Never compare children, positively or negatively, as you could end up affecting their self-esteem. Don’t let others do it either. This will prevent the little ones from seeing each other as rivals.
- be realistic
The excitement of the arrival of the new baby can make us enter a world of fantasy, talking about how much better the world will be when the little one is in your arms, for example. This can make the child wonder why it wasn’t so great when it was just him, which can certainly bring up insecurities.
Present the situation to the child realistically, without creating false expectations. Use language that he can easily understand and encourage him to ask as many questions as he wants. In the same way, be just as realistic and reassure him of his value and importance to him as a person.
- Find ways for siblings to share
Siblings can be the best of friends, regardless of age; and a good way to help them grow in their relationship as siblings is to give them the opportunity to share and always count on the other.
Something as simple as encouraging them to play together, reading a book to both of them before bed, offering them chores to do together, etc. These types of activities to work on jealousy in children can be effective in improving the relationship.
- Let them be independent
Although it is positive to encourage them to do things together, siblings should always have the opportunity to enjoy a space alone, or an activity independently, for example.

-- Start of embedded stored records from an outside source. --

PR #11, opened 2018-05-31
use conjure core.

### LINKED ISSUE #10: Ensure `./gradlew test -Drecreate=true` can re-generate all test inputs
This repo was open-sourced before Conjure was open-sourced, so we had to check in some JSON IR files:

https://github.com/palantir/conjure-java/blob/1e5e14e08c65cba07b0c50281aa8839455f1a36d/conjure-java-core/src/test/java/com/palantir/conjure/java/types/ObjectGeneratorTests.java#L35

Now that conjure is published, we should generate these on demand rather than keeping them checked in.

ferozco:
Closes #10. Consume in-memory IR rather than checked in files


build.gradle
```diff
@@ -74,7 +74,6 @@ subprojects {
     apply plugin: 'com.palantir.baseline-eclipse'
     apply plugin: 'com.palantir.baseline-idea'
     apply plugin: 'com.palantir.baseline-error-prone'
-    apply plugin: 'com.palantir.baseline-class-uniqueness'
```
iamdanfox: I'm a little surprised [the build](https://circleci.com/gh/palantir/conjure-java/43) is failing because I thought we only had dropwizard/jetty on testCompile ?!?  Anyway, you can tell gradle that these two jars are actually the same thing using the following:

```gradle
    configurations.all {
        resolutionStrategy.eachDependency { DependencyResolveDetails details ->
            if (details.requested.group == 'org.glassfish.hk2.external' && details.requested.name == 'javax.inject') {
                details.useTarget group: 'javax.inject', name: 'javax.inject', version: '1'
                details.because "The glassfish shaded copy is only necessary for OSGI environments, which we do not endorse."
            }
        }
    }
```

I'd kinda prefer to keep the plugin switch on if possible! (We're already using this snippet internally)

ferozco: ok awesome! i just wasn't sure how to fix it

iamdanfox: yeah the README is pretty minimal atm https://github.com/palantir/gradle-baseline#class-uniqueness-plugin-compalantirbaseline-class-uniqueness

iamdanfox (approved):

PR #12, opened 2018-06-01
Use chunked transfer encoding for streaming endpoints

ellisjoe:


ellisjoe:
At the moment if a server implementing a method that returns `StreamingOuput` throws at any point after the first bytes have been sent across the wire, the client will treat the response as successful even though it has received a partial stream. [Chunked-Encoding](https://en.wikipedia.org/wiki/Chunked_transfer_encoding#Rationale) handles these partial failures. Currently looking into if we can force the server to use chunked encoding whenever it see's an http1.1 connection.

ellisjoe:
Turns out this isn't what we want. Jetty actually does the correct thing and uses chunked encoding whenever the content-length isn't known. There's a bug where jersey doesn't tell jetty to abort the http response when there's been an exception mid stream.

PR #15, opened 2018-06-06
[Experiment] Try linting markdown on CI

iamdanfox:
To save code reviewers the job of leaving "nit" comments about indenting etc, I thought it might be worth setting up some kind of autoformatter / linter.

This one seems very extensible (almost too extensible)... you run it locally on one file by running `remark -o readme.md readme.md`.

https://github.com/remarkjs/remark-lint

If we find one that's convenient enough (especially if it has some VSCode integration), I vote we roll it out across more repos!


iamdanfox:
Closing out as non-urgent

PR #19, opened 2018-06-22
Tag (Alias).valueOf(String) with JsonCreator

### LINKED ISSUE #13: Run serialization tests with jackson 2.9.5
An internal product has reported conjure-related serialization tests failing when they updated jackson to 2.9.5 (via http-remoting: https://github.com/palantir/http-remoting/pull/713)

We could run tests against the same version instead of the current 2.7.4.

dansanduleac:
Otherwise the method won't be used by newer jackson-databind e.g. 2.9.6

Fixes #13 

FLUPs:
- [ ] ability to run all tests against multiple versions of jackson https://github.com/palantir/conjure-java/issues/20

### DIFF
--- a/conjure-java-core/src/integrationInput/java/com/palantir/product/BearerTokenAliasExample.java
+++ b/conjure-java-core/src/integrationInput/java/com/palantir/product/BearerTokenAliasExample.java
@@ -37,6 +37,7 @@ public final class BearerTokenAliasExample {
         return value.hashCode();
     }
 
+    @JsonCreator
     public static BearerTokenAliasExample valueOf(String value) {
         return new BearerTokenAliasExample(BearerToken.valueOf(value));
     }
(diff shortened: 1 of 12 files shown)


markelliot:
this shouldn't be required

dansanduleac:
@melliot tested with jackson 2.9.6 and it doesn't work. Not sure if it's a bug in that version of jackson or a deliberate change (couldn't find it in the changelog) but shouldn't we be extra clear with our intention of what is a JsonCreator?

dansanduleac:
This is broken by https://github.com/FasterXML/jackson-databind/commit/eb996aa0313bfc13bca5d5aa836dd224e179d8d1 as @robert3005 found.
I'll add a test that fails and the fix on top.

dansanduleac:
Acually, looking at https://github.com/palantir/conjure/blob/develop/wire.md, this maintains behaviour that used to work, but that we never committed to supporting.
Given that only one product internally seems to be relying on this, and the fix on their side would be easy, we can probably ask them to stop relying on unspecced behaviour.

PR #21, opened 2018-06-23
Add generation of back-compat methods for optional query parameters

markelliot:


markelliot:
@bavardage

conjure-java-core/src/main/java/com/palantir/conjure/java/services/JerseyServiceGenerator.java
```diff
@@ -236,4 +343,188 @@ private static ClassName httpMethodToClassName(String method) {
...
+            return CodeBlock.of("$T.emptyMap()", Collections.class);
+        }
+
+        @Override
+        public CodeBlock visitDefault() {
+            throw new IllegalArgumentException("Cannot backfill non-defaultable parameter type.");
+        }
+    };
+
+    private interface DefaultTypeVisitor<T> extends Type.Visitor<T> {
```
markelliot: for ergonomics, I'd love derive4j style visitors, so I could write:

```java
foo.visitor()
    .optional(x -> blargh())
    .elseThrow()
    .visit()
```

markelliot: #22 reduces a lot of the union code/might make it simpler to add friendlier visit patterns

conjure-java-core/src/test/resources/test/api/TestService.java.jersey
```diff
@@ -117,4 +121,42 @@ public interface TestService {
     @GET
     @Path("catalog/integer")
     int testInteger(@HeaderParam("Authorization") AuthHeader authHeader);
+
+    @Deprecated
+    default int testQueryParams(
```
bavardage, line 126: note to self: works fine in feign as described in https://github.com/OpenFeign/feign#static-and-default-methods

conjure-java-core/src/main/java/com/palantir/conjure/java/services/JerseyServiceGenerator.java
```diff
@@ -236,4 +343,188 @@ private static ClassName httpMethodToClassName(String method) {
...
+            return 1;
+        }
+
+        @Override
+        public Integer visitDefault() {
+            return 0;
+        }
+    };
+
+    private static final Type.Visitor<Boolean> TYPE_BACKFILL_PREDICATE = new DefaultTypeVisitor<Boolean>() {
```
bavardage: might be worth (minimal) javadoc here too, given this is a bit more opaque than the above two visitors - I have to scan up to understand what this is

iamdanfox:
Got some context behind this PR from slack:

Every time an API author adds something to their API endpoints (even if it's backwards compatible), all their consumers suffer a compilation break as they now have to supply `Optional.empty()` or something as the last parameter.

This PR tries to reduce these compilation failures by generating `default` interface methods which try to keep old signatures and just pass `Optional.empty()` or `Collection.emptySet()`.

conjure-java-core/src/test/resources/test/api/TestService.java.jersey
```diff
@@ -41,8 +42,8 @@ public interface TestService {
     @Path("catalog/datasets")
     Dataset createDataset(
             @HeaderParam("Authorization") AuthHeader authHeader,
-            CreateDatasetRequest request,
-            @HeaderParam("Test-Header") String testHeaderArg);
+            @HeaderParam("Test-Header") String testHeaderArg,
+            CreateDatasetRequest request);
```
iamdanfox, line 46: This will be a one-off compilation break, but I like that it'll be stable from now onwards :)

conjure-java-core/src/main/java/com/palantir/conjure/java/services/JerseyServiceGenerator.java
```diff
@@ -236,4 +343,188 @@ private static ClassName httpMethodToClassName(String method) {
                 throw new IllegalArgumentException("Unrecognized HTTP method: " + method);
         }
     }
+
+    private static final ParameterType.Visitor<Boolean> QUERY_PARAM_PREDICATE = new ParameterType.Visitor<Boolean>() {
```
iamdanfox: Use `ParameterTypeVisitor.IS_QUERY` instead of this

conjure-java-core/src/main/java/com/palantir/conjure/java/services/JerseyServiceGenerator.java
iamdanfox: This visitor and the one above are kinda coupled (ie we'd never want them to every be out of sync).  Instead of a whole visitor here with DefaultTypeVisitor inheritance, can we just use an if statement with a fallback?

```java
private static boolean canBeCoercedFromAbsent(Type type) {
  return type.accept(TypeVisitor.IS_OPTIONAL) || type.accept(TypeVisitor.IS_LIST) || type.accept(TypeVisitor.IS_SET) || type.accept(TypeVisitor.IS_MAP);
}

private static int typeSortOrder(Type type) {
  return canBeCoercedFromAbsent(type) ? 1 : 0;
}
```

We might then be able to delete the DefaultTypeVisitor entirely (as I think we've got another of these in the `TypeVisitor` class already)

conjure-java-core/src/main/java/com/palantir/conjure/java/services/JerseyServiceGenerator.java
markelliot: done

conjure-java-core/src/main/java/com/palantir/conjure/java/services/JerseyServiceGenerator.java
markelliot: done

iamdanfox (approved):
This PR only affects jersey services but not retrofit ones.  Even so, I think it's worth merging now as it's a strict improvement over the current state of the world (and is worth the one-off compilation break)!

markelliot:
One tricky thing about the sort order stuff is that a parameter that used to be required but is now optional will move in position. So this doesn’t fix all kinds of compile breaks due to Conjure changes, but it should fix a large class of practical changes we observe.

PR #22, opened 2018-06-24
simplify union code generator and generated union code

markelliot:


conjure-java-core/src/test/java/com/palantir/conjure/java/types/WireFormatTests.java
```diff
@@ -194,10 +199,6 @@ public void testUnionType() throws Exception {
         assertThat(mapper.readValue(serializedUnionTypeSet, UnionTypeExample.class)).isEqualTo(unionTypeSet);
         assertThat(mapper.readValue(serializedUnionTypeInt, UnionTypeExample.class)).isEqualTo(unionTypeInt);
 
-        assertThat(unionTypeStringExample).isEqualTo(stringExample);
-        assertThat(unionTypeSet).isEqualTo(ImmutableSet.of("item"));
-        assertThat(unionTypeInt).isEqualTo(5);
```
markelliot, line 199: so it turns out that when we added the ability to have a union over the same type this test (and the behavior more generally) became invalid

conjure-java-core/src/integrationInput/java/com/palantir/product/UnionTypeExample.java
```diff
@@ -146,384 +120,360 @@ public String toString() {
...
-
-        @JsonCreator
-        private StringExampleWrapper(@JsonProperty("stringExample") StringExample value) {
-            Objects.requireNonNull(value, "stringExample cannot be null");
-            this.value = value;
-        }
+    @JsonDeserialize(builder = Union.Builder.class)
+    @Generated("com.palantir.conjure.java.types.BeanGenerator")
+    @JsonInclude(JsonInclude.Include.NON_EMPTY)
+    private static final class Union {
```
markelliot: as a bit of an alternative for simplifying the generated code further, we could:
 * drop this to just be a mutable class
 * skip using the Builder class and handle everything as nullable instead of optional

conjure-java-core/src/main/java/com/palantir/conjure/java/types/UnionGenerator.java
```diff
@@ -102,22 +103,46 @@ public static JavaFile generateUnionType(TypeMapper typeMapper, UnionDefinition
...
-    private static MethodSpec generateConstructor(ClassName baseClass) {
-        return MethodSpec.constructorBuilder()
-                .addModifiers(Modifier.PRIVATE)
-                .addAnnotation(AnnotationSpec.builder(JsonCreator.class).build())
-                .addParameter(baseClass, VALUE_FIELD_NAME)
-                // no null check because this constructor is private and is only called by nice factory methods
-                .addStatement("this.$1L = $1L", VALUE_FIELD_NAME)
+    private static TypeSpec generateUnionBean(TypeMapper typeMapper, UnionDefinition typeDef, String typePackage,
+            ClassName unionClass) {
+        return BeanGenerator.generateBeanTypeSpec(typeMapper, ObjectDefinition.builder()
```
ferozco, line 108: could you fix the whitespace here? it makes it a little hard to read

conjure-java-core/src/main/java/com/palantir/conjure/java/types/UnionGenerator.java
```diff
@@ -149,50 +177,38 @@ private static MethodSpec generateAcceptVisitMethod(ClassName visitorClass, Set<
...
-                beginControlFlow = false;
-            } else {
-                codeBuilder.nextControlFlow("else $L", ifStatement);
+        if (!fieldDefs.isEmpty()) {
+            boolean first = true;
+            CodeBlock.Builder block = CodeBlock.builder();
+            for (FieldDefinition def : fieldDefs) {
+                String getterName = BeanGenerator.asGetterName(def.getFieldName().get());
+                if (first) {
+                    block.beginControlFlow("if ($1N.$2L().isPresent())", UNION_FIELD_NAME, getterName);
```
ferozco, line 186: Probably worth calling out that we now support/fix support for unions with the same type

markelliot:
happy to kill this/it's just a quick experiment, mostly pushed it as a thing to start a conversation around how we want to do unions. it's possible for us to cut more generated code than I've cut here at the cost of more generator code and maybe less immutable generated code.

conjure-java-core/src/main/java/com/palantir/conjure/java/types/UnionGenerator.java
markelliot: behavior between this code and existing code is the same, the tests I killed were invalid

ferozco (approved):

markelliot:
@ferozco not actually sure we wanted to merge this/probably still worth a discussion...

iamdanfox:
TBH I'd prefer to only make changes like this when they are motivated by benchmarks or user requests. However, this doesn't change external facing APIs, so it's probably fine to just try it and see.  Slight concerns:

- Heap representation of a conjure union now contains `O(variants)` pointers (previously one pointer to polymorpic Base) because Union is full of optionals, where all but one is empty.
- only one JsonUnwrapped annotation is necessary (fixed: #26)
- keeping Optionals around internally seems unnecessary - why not just nullable fields?

markelliot:
cool yeah, i'm fine with throwing this away, it was a quick experiment to see if we could reduce overall amount of code, threw it up just as a discussion point

PR #23, opened 2018-06-28
Remove need to have ConjureCollections

markelliot:


markelliot:
I was looking at something else and noticed `ConjureCollections`, which we added to deal with iterables, but really shouldn't be required, so I removed it.

conjure-lib/src/main/java/com/palantir/conjure/java/lib/internal/ConjureCollections.java
```diff
@@ -1,41 +0,0 @@
...
-public final class ConjureCollections {
-
-    private ConjureCollections() {
-        // cannot instantiate
-    }
-
-    @SuppressWarnings("unchecked")
-    public static <T> void addAll(Collection<T> addTo, Iterable<? extends T> elementsToAdd) {
-        if (elementsToAdd instanceof Collection) {
-            addTo.addAll((Collection<T>) elementsToAdd);
```
iamdanfox, line 34: I think the point of having this method was that it's more performant to do `addAll` where possible...

markelliot: Depends on the data structure, I guess:

LinkedHashSet:
```java
   public boolean addAll(Collection<? extends E> c) {
        boolean modified = false;
        for (E e : c)
            if (add(e))
                modified = true;
        return modified;
    }
```

ArrayList:
```java
    public boolean addAll(Collection<? extends E> c) {
        Object[] a = c.toArray();
        int numNew = a.length;
        ensureCapacityInternal(size + numNew);  // Increments modCount
        System.arraycopy(a, 0, elementData, size, numNew);
        size += numNew;
        return numNew != 0;
    }
```

markelliot:
@iamdanfox one flag on this one, it probably ought to be documented in ConjureCollections why we do what we do.

iamdanfox:
Have opened a PR here: https://github.com/palantir/conjure-java/pull/24

PR #28, opened 2018-07-03
fix optional param filtering

### LINKED ISSUE #27: Undocumented breaking change between 1.0.0 and 1.1.0
There is an undocumented breaking change between 1.0.0 and 1.1.0 that causes any code that has query parameters appear before any required parameters to fail compilation. The easiest workaround is to reorder the parameters, however that can cause confusion to end users where the type safety may be weaker than in Java (aka TypeScript).

ferozco:
Closes #27.

## Before this PR
There was an issue where the generated services would not compile if they had optional path params and body params

## After this PR

The issue is resolved and we preserve ordering of parameters

### DIFF
--- a/conjure-java-core/src/main/java/com/palantir/conjure/java/services/JerseyServiceGenerator.java
+++ b/conjure-java-core/src/main/java/com/palantir/conjure/java/services/JerseyServiceGenerator.java
@@ -58,6 +58,7 @@ import java.util.List;
 import java.util.Optional;
 import java.util.Set;
 import java.util.stream.Collectors;
+import java.util.stream.IntStream;
 import javax.lang.model.element.Modifier;
 import org.apache.commons.lang3.StringUtils;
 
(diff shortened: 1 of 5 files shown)


conjure-java-core/src/main/java/com/palantir/conjure/java/services/JerseyServiceGenerator.java
```diff
@@ -178,10 +177,7 @@ private MethodSpec generateServiceMethod(
         List<MethodSpec> alternateMethods = Lists.newArrayList();
         for (int i = 0; i < queryArgs.size(); i++) {
             alternateMethods.add(createCompatibilityBackfillMethod(
-                    EndpointDefinition.builder()
-                            .from(endpointDef)
-                            .args(Iterables.concat(args, queryArgs.subList(0, i)))
-                    .build(),
+                    endpointDef,
```
markelliot, line 181: If you don’t filter the params, you need to at least pass `i`, so that the method can filter the defaulted params...

conjure-java-core/src/test/resources/test/api/TestService.java.jersey
```diff
@@ -124,29 +125,40 @@ public interface TestService {
...
 
     @Deprecated
     default int testQueryParams(
             AuthHeader authHeader,
             ResourceIdentifier something,
             ResourceIdentifier implicit,
-            Optional<ResourceIdentifier> optionalMiddle) {
+            Optional<ResourceIdentifier> optionalMiddle,
+            Set<String> setEnd,
+            Optional<ResourceIdentifier> optionalEnd,
```
markelliot: this shouldn’t be an argument

conjure-java-core/src/test/resources/test/api/TestService.java.jersey
```diff
@@ -155,8 +167,10 @@ public interface TestService {
             ResourceIdentifier something,
             ResourceIdentifier implicit,
             Optional<ResourceIdentifier> optionalMiddle,
-            Set<String> setEnd) {
+            Set<String> setEnd,
+            Optional<ResourceIdentifier> optionalEnd,
```
markelliot: shouldn’t be an argument

markelliot (changes requested):

conjure-java-core/src/main/java/com/palantir/conjure/java/services/JerseyServiceGenerator.java
```diff
@@ -195,33 +192,41 @@ private MethodSpec createCompatibilityBackfillMethod(
...
+                extraArgs.stream()
+                        .filter(arg -> arg.getArgName().get().equals(param.name))
+                        .findFirst())
+                .collect(Collectors.toList());
 
         MethodSpec.Builder methodBuilder = MethodSpec.methodBuilder(endpointDef.getEndpointName().get())
                 .addModifiers(Modifier.PUBLIC, Modifier.DEFAULT)
                 .addAnnotation(Deprecated.class)
-                .addParameters(params);
+                .addParameters(IntStream.range(0, sortedParams.size())
```
markelliot, line 207: Might be clearer to flatMap here?

conjure-java-core/src/main/java/com/palantir/conjure/java/services/JerseyServiceGenerator.java
```diff
@@ -195,33 +192,41 @@ private MethodSpec createCompatibilityBackfillMethod(
             TypeMapper returnTypeMapper,
             TypeMapper methodTypeMapper,
             List<ArgumentDefinition> extraArgs) {
-        List<ParameterSpec> params = createServiceMethodParameters(endpointDef, methodTypeMapper, false);
+        List<ParameterSpec> sortedParams = createServiceMethodParameters(endpointDef, methodTypeMapper, false);
+        List<Optional<ArgumentDefinition>> sortedMaybeExtraArgs = sortedParams.stream().map(param ->
```
markelliot: Wondering if it’d be better to change the method signature/this is a little gross and probably at least deserves a comment explaining what’s going on.

conjure-java-core/src/main/java/com/palantir/conjure/java/services/JerseyServiceGenerator.java
```diff
@@ -195,33 +192,41 @@ private MethodSpec createCompatibilityBackfillMethod(
...
-        for (ParameterSpec param : params) {
-            sb.append("$N, ");
-        }
-
-        List<CodeBlock> fillerValues = Lists.newArrayList();
-        for (ArgumentDefinition arg : extraArgs) {
-            sb.append("$L, ");
-            fillerValues.add(arg.getType().accept(TYPE_DEFAULT_VALUE));
-        }
+        List<Object> values = IntStream.range(0, sortedParams.size()).mapToObj(i -> {
```
markelliot, line 216: Can maybe map over the sortedMaybeExtraArgs list?

markelliot (approved):
Looks correct, now. Think it might be possible to make the code clearer/left some nits.

markelliot:
Thanks for cleaning up my error.

conjure-java-core/src/main/java/com/palantir/conjure/java/services/JerseyServiceGenerator.java
ferozco: Unfortunately we can't since we need the index to check whether the arg exists in `sortedMaybeExtraArgs`

iamdanfox (approved):

PR #29, opened 2018-07-05
Test against golden master testcases.yml

iamdanfox:
[RFC 004](https://github.com/palantir/conjure/pull/35) defines some common test cases to prove that all languages conform to a common wire spec.

This PR loads up the test-cases.json file and a known-good verification-server (published by the [palantir/conjure-verification](https://github.palantir.build/foundry/conjure-verification) repo) and runs the tests.


conjure-java-verifier/src/test/java/com/palantir/conjure/java/compliance/ServerRule.java
```diff
@@ -0,0 +1,89 @@
...
+        Thread thread = new Thread(() -> {
+            try (BufferedReader reader = new BufferedReader(new InputStreamReader(process.getInputStream(),
+                    StandardCharsets.UTF_8))) {
+                while (true) {
+                    String line = reader.readLine();
+                    if (line == null) {
+                        break;
+                    }
+                    // TODO(dsanduleac): super hacky
+                    // should have logic to derive port from the server's output in a structured way
```
iamdanfox: @dansanduleac could we just pass in a nice $PORT environment variable ?!?!

conjure-java-verifier/src/test/java/com/palantir/conjure/java/compliance/Cases.java
```diff
@@ -0,0 +1,78 @@
...
+                    .registerModule(new Jdk8Module())
+                    .readValue(file, IgnoredTestCases.class).getClient();
+        } catch (IOException e) {
+            throw new RuntimeException(
+                    String.format("Unable to read %s", file),
+                    e);
+        }
+    }
+
+    public static boolean shouldIgnore(EndpointName endpointName, String json) {
```
ferozco, line 64: can we include the test kind here? otherwise we are relying on endpointName uniqueness which I don't think we enforce anywhere

ferozco (approved):
just a nit. LGTM

conjure-java-verifier/src/test/java/com/palantir/conjure/java/compliance/Cases.java
iamdanfox: Nah, I'm actually happy with keeping all the endpoints distinct... it's just slightly fewer functions to have to throw araound

iamdanfox:
I've verified the local dev workflow is still tolerable here:

- `git clean -xdf && ./gradlew compileTestJava --parallel` works
- `./gradlew idea` doesn't re-generate the code unnecessarily (so it remains a <1sec task)
- IntelliJ understands the directories are generated:

screen shot 2018-07-12 at 15 31 52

The little ones must always have freedom of action, without requiring the constant company of their brother.
- Involve older siblings from the start
Jealousy of a brother older than 4 years or of any age can be generated from the first moment they know that a baby is on the way. Therefore, it is worth keeping no secrets from them and immediately involve them in the life of the little brother.
Talk about pregnancy, the months to wait for the baby’s arrival, what the role of each family member will be and, if possible, give small responsibilities to the little ones so that they see everything naturally. For example, choosing the baby ‘s car seat, talking to mom’s tummy from time to time, or whatever comes to mind without it being seen as an obligation.
- Dealing with children who attract attention
When a child does things to get attention, it is because he wants to be noticed. Therefore, instead of scolding him and leaving him aside, give him the attention he asks for and explain that it is not necessary to do things to get attention, because his parents love him and are aware of everything he needs.
Reflect on why he might have needed to draw attention and try to involve him more to prevent this from happening again.
These are the recommendations of the Montessori method which, since its appearance, have helped many parents deal with jealousy between siblings and improve the relationship between children. Always remember to put yourself in the little one’s shoes and resolve conflicts from empathy, understanding and love. In this way it will always be easier to solve this type of rivalry.